- Born: Walter Henry Medhurst 1822 Batavia, Dutch East Indies (modern day Jakarta, Indonesia)
- Died: 1885 (aged 62–63) Torquay, United Kingdom

= Walter Henry Medhurst (consul) =

British diplomat

Sir Walter Henry Medhurst (1822–1885) was a British diplomat in China.

Being the son of the prominent British missionary Walter Henry Medhurst, the younger Medhurst was educated at Blundell's School and in Macau. There he acquired a good command of Chinese, Dutch and Malay. In October 1840, he was appointed Chinese secretary to the British superintendent of trade in China. He was sent along with other to inspect the newly-acquired colony of British Hong Kong in early 1841. During the Opium War, he worked under Rear-Admiral George Elliot and Sir Henry Pottinger.

In the following years, he held a number of important consular positions in Chinese treaty ports such as Fuzhou, Shanghai (as H.M. Consul), Hangzhou and Hankou. Medhurst distinguished himself as a prominent advocate of gunboat diplomacy to defend what he considered to be British interests in China.

Medhurst married three times, his third wife being Juliana Tryphena Burningham (1836-1881) whose son Walter Nowell Medhurst died of poisoning on Guernsey in 1880, at 17 years of age.

In 1868, Rutherford Alcock sent him to resolve the Yangzhou riot. He was criticized in Britain for his efforts.

Medhurst retired from consular service on 1 January 1877 and was knighted on 20 March the same year. In 1881, he took part in founding the British North Borneo Company and subsequently organized coolie trade to Borneo on behalf of the company, having moved back to Hong Kong in 1882, residing there for 18 months.

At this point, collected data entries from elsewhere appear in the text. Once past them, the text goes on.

PR #234, opened 2023-01-12
Add Test App Execution to Platform CI for VS Builds

TaylorBeebe:
## Description

To increase confidence in submodule updates, this PR adds the requirement that test apps included in the Q35 DSC successfully run during CI.

- [x] Impacts functionality?
- [ ] Impacts security?
- [ ] Breaking change?
- [ ] Includes tests?
- [ ] Includes documentation?

## How This Was Tested

Tested in azure pipelines.

## Integration Instructions

N/A

### DIFF
--- a/Platforms/QemuQ35Pkg/PlatformBuild.py
+++ b/Platforms/QemuQ35Pkg/PlatformBuild.py
@@ -32,6 +32,7 @@ failure_exempt_tests["MorLockFunctionalTestApp.efi"] = datetime.datetime(2022, 2
 failure_exempt_tests["MsWheaEarlyUnitTestApp.efi"] = datetime.datetime(2022, 2, 1, 0, 0, 0)
 failure_exempt_tests["VariablePolicyFuncTestApp.efi"] = datetime.datetime(2022, 2, 1, 0, 0, 0)
 failure_exempt_tests["DeviceIdTestApp.efi"] = datetime.datetime(2022, 2, 1, 0, 0, 0)
+failure_exempt_tests["DxePagingAuditTestApp.efi"] = datetime.datetime(2022, 2, 1, 0, 0, 0)
 
 # Allow failure exempt tests to be ignored for 90 days
 FAILURE_EXEMPT_OMISSION_LENGTH = 90*24*60*60
@@ -442,10 +443,11 @@ class UnitTestSupport(object):
                         caseresult = "\t\t\tPASS"
                         level = logging.INFO
                         for result in case:
-                            if result.tag == 'failure' and not ignore_failure:
-                                failure_count += 1
+                            if result.tag == 'failure':
                                 level = logging.ERROR
                                 caseresult = "\t\tFAIL" + " - " + unescape(result.attrib['message'])
+                                if not ignore_failure:
+                                    failure_count += 1
                         logging.log( level, caseresult)
             except Exception as ex:
                 logging.error("Exception trying to read xml." + str(ex))
--- a/Platforms/QemuQ35Pkg/PlatformBuild.py
+++ b/Platforms/QemuQ35Pkg/PlatformBuild.py
@@ -9,7 +9,7 @@ import logging
 import io
 import shutil
 import glob
-import time
+import datetime
 import xml.etree.ElementTree
 import tempfile
 import uuid
@@ -22,6 +22,16 @@ from edk2toolext.invocables.edk2_update import UpdateSettingsManager
 from edk2toolext.invocables.edk2_pr_eval import PrEvalSettingsManager
 from edk2toollib.utility_functions import RunCmd, GetHostInfo
 from typing import Tuple
+
+# Declare test whose failure will not return a non-zero exit code
+failure_exempt_tests = {}
+failure_exempt_tests["BaseCryptLibUnitTestApp.efi"] = datetime.datetime(2022, 2, 1, 0, 0, 0)
+failure_exempt_tests["BootAuditTestApp.efi"] = datetime.datetime(2022, 2, 1, 0, 0, 0)
+failure_exempt_tests["LineParserTestApp.efi"] = datetime.datetime(2022, 2, 1, 0, 0, 0)
+failure_exempt_tests["MorLockFunctionalTestApp.efi"] = datetime.datetime(2022, 2, 1, 0, 0, 0)
+failure_exempt_tests["MsWheaEarlyUnitTestApp.efi"] = datetime.datetime(2022, 2, 1, 0, 0, 0)
+failure_exempt_tests["VariablePolicyFuncTestApp.efi"] = datetime.datetime(2022, 2, 1, 0, 0, 0)
+failure_exempt_tests["DeviceIdTestApp.efi"] = datetime.datetime(2022, 2, 1, 0, 0, 0)
 
     # ####################################################################################### #
     #                                Common Configuration                                     #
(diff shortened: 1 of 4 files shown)


Platforms/QemuQ35Pkg/QemuQ35Pkg.dsc
```diff
@@ -1461,12 +1461,12 @@ PlatformSmmProtectionsTestLib|UefiTestingPkg/Library/PlatformSmmProtectionsTestL
     UefiTestingPkg/AuditTests/PagingAudit/UEFI/DxePagingAuditTestApp.inf
     UefiTestingPkg/FunctionalSystemTests/ExceptionPersistenceTestApp/ExceptionPersistenceTestApp.inf
     # UefiTestingPkg/FunctionalSystemTests/VarPolicyUnitTestApp/VarPolicyUnitTestApp.inf
-    CryptoPkg/Test/UnitTest/Library/BaseCryptLib/BaseCryptLibUnitTestApp.inf {
-      <PcdsPatchableInModule>
-        #Turn off Halt on Assert and Print Assert so that libraries can
-        #be tested in more of a release mode environment
-        gEfiMdePkgTokenSpaceGuid.PcdDebugPropertyMask|0x0E
-    }
+    # CryptoPkg/Test/UnitTest/Library/BaseCryptLib/BaseCryptLibUnitTestApp.inf {
```
spbrogan, line 1464: as discussed, let leave this test enabled.  
In the processing of test results, we should enable a path to ignore a result for known failures.  
Known failures should be a well defined table/list in python that includes a link to a bug.  
Maybe they should have a "last review date" so that if they are older than 3 months they have to be renewed.  

I am just making up stuff here but you get the idea.

Platforms/QemuQ35Pkg/PlatformBuild.py
```diff
@@ -305,27 +322,67 @@ def FlashRomImage(self):
         startup_nsh = StartUpScriptManager()
         run_tests = (self.env.GetValue("RUN_TESTS", "FALSE").upper() == "TRUE")
         output_base = self.env.GetValue("BUILD_OUTPUT_BASE")
+        nshpath = os.path.join(output_base, "startup.nsh")
         shutdown_after_run = (self.env.GetValue("SHUTDOWN_AFTER_RUN", "FALSE").upper() == "TRUE")
         empty_drive = (self.env.GetValue("EMPTY_DRIVE", "FALSE").upper() == "TRUE")
+        drive_path = (self.env.GetValue("DRIVE_PATH", None))
+        drive_is_shared_dir = self.env.GetValue("USE_SHARED_DIR", None)
+        if drive_is_shared_dir is not None:
+            drive_is_shared_dir = (drive_is_shared_dir.upper() == "TRUE")
```
Javagedes, line 331:
```suggestion
        drive_is_shared_dir = (self.env.GetValue("USE_SHARED_DIR", "FALSE") == "TRUE")
```

Platforms/QemuQ35Pkg/PlatformBuild.py
```diff
@@ -305,27 +322,67 @@ def FlashRomImage(self):
...
+            elif os.path.basename(drive_path).endswith(".vhd"):
+                if drive_is_shared_dir != True:
+                    drive_is_shared_dir = False
+                    virtual_drive = VirtualDriveManager(drive_path, self.env)
+                else:
+                    raise Exception("DRIVE_PATH is a VHD file, but USE_SHARED_DIR is set to TRUE")
+            else:
+                raise Exception("DRIVE_PATH is not a directory or a VHD file")
+        elif drive_is_shared_dir is None:
+            drive_is_shared_dir = False
```
Javagedes, line 353: Not necessary if you follow my suggested change above.

Platforms/QemuQ35Pkg/PlatformBuild.py
```diff
@@ -305,27 +322,67 @@ def FlashRomImage(self):
...
+        test_regex = self.env.GetValue("TEST_REGEX", "")
+
+        if drive_path is not None: 
+            if not os.path.exists(drive_path):
+                raise Exception("DRIVE_PATH does not exist")
+            elif os.path.isdir(drive_path):
+                if drive_is_shared_dir != False:
+                    drive_is_shared_dir = True
+                elif drive_is_shared_dir is False:
+                    raise Exception("DRIVE_PATH is a directory, but USE_SHARED_DIR is set to FALSE")
```
Javagedes, line 343:
```suggestion
            elif os.path.isdir(drive_path) and drive_is_shared_dir is False:
                raise Exception("DRIVE_PATH is a directory, but USE_SHARED_DIR is set to FALSE")
```

Platforms/QemuQ35Pkg/PlatformBuild.py
Javagedes, line 353: This is messy, I'm suggesting a cleanup. I believe it hits what you're trying to do, but you'll need to verify, if you are willing to take on the suggestion.

```suggestion
        ut = UnitTestSupport(os.path.join(output_base, "X64"))
        test_regex = self.env.GetValue("TEST_REGEX", "")
        
        drive_path = (self.env.GetValue("DRIVE_PATH", None))
        drive_is_shared_dir = (self.env.GetValue("USE_SHARED_DIR", "FALSE") == "TRUE")
        virtual_drive = None

        if drive_path is not None: 
            if not os.path.exists(drive_path):
                raise Exception("DRIVE_PATH does not exist")
            elif os.path.isdir(drive_path) and drive_is_shared_dir is False:
                raise Exception("DRIVE_PATH is a directory, but USE_SHARED_DIR is set to FALSE")
            elif os.path.basename(drive_path).endswith(".vhd"):
                if drive_is_shared_dir is True:
                    raise Exception("DRIVE_PATH is a VHD file, but USE_SHARED_DIR is set to TRUE")
                virtual_drive = VirtualDriveManager(drive_path, self.env)                    
            else:
                raise Exception("DRIVE_PATH is not a directory or a VHD file")
```

Javagedes: You could also be much more simple, but slightly more unsafe by doing what you did in QemuRunner.py

TaylorBeebe: Shareddir doesn't work well in the pipeline with many reads/writes so I'm removing the last several commits which added shareddir for testing

kuqin12 (approved):

Platforms/QemuQ35Pkg/PlatformBuild.py
```diff
@@ -393,8 +416,15 @@ def report_results(self, virtualdrive) -> int:
...
         #now parse the xml for errors
         failure_count = 0
-        logging.info("UnitTest Completed")
+        logging.info("UnitTest(s) Completed")
         for unit_test in self.test_list:
+            ignore_failure = False
+            if (os.path.basename(unit_test) in failure_exempt_tests.keys()):
+                now = datetime.datetime.now()
+                last_ignore_time = failure_exempt_tests[os.path.basename(unit_test)]
+                if (now - last_ignore_time).total_seconds() > FAILURE_EXEMPT_OMISSION_LENGTH:
```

He moved back to England in 1884, and died at Torquay on 26 December 1885, leaving another son and at least two daughters.

==Sources==

- C. A. Harris, "Medhurst, Sir Walter Henry (1822–1885)," rev. T. G. Otte, Oxford Dictionary of National Biography, Oxford University Press, 2004; online edn, May 2007, accessed 3 Aug 2007.
- F.J Snell, "The chronicles of Twyford, being a new and popular history of the town of Tiverton in Devonshire: with some account of Blundell's School founded A.D. 1604", Simpkin, Marshall, Hamilton, Kent & Co, Limited, 1892.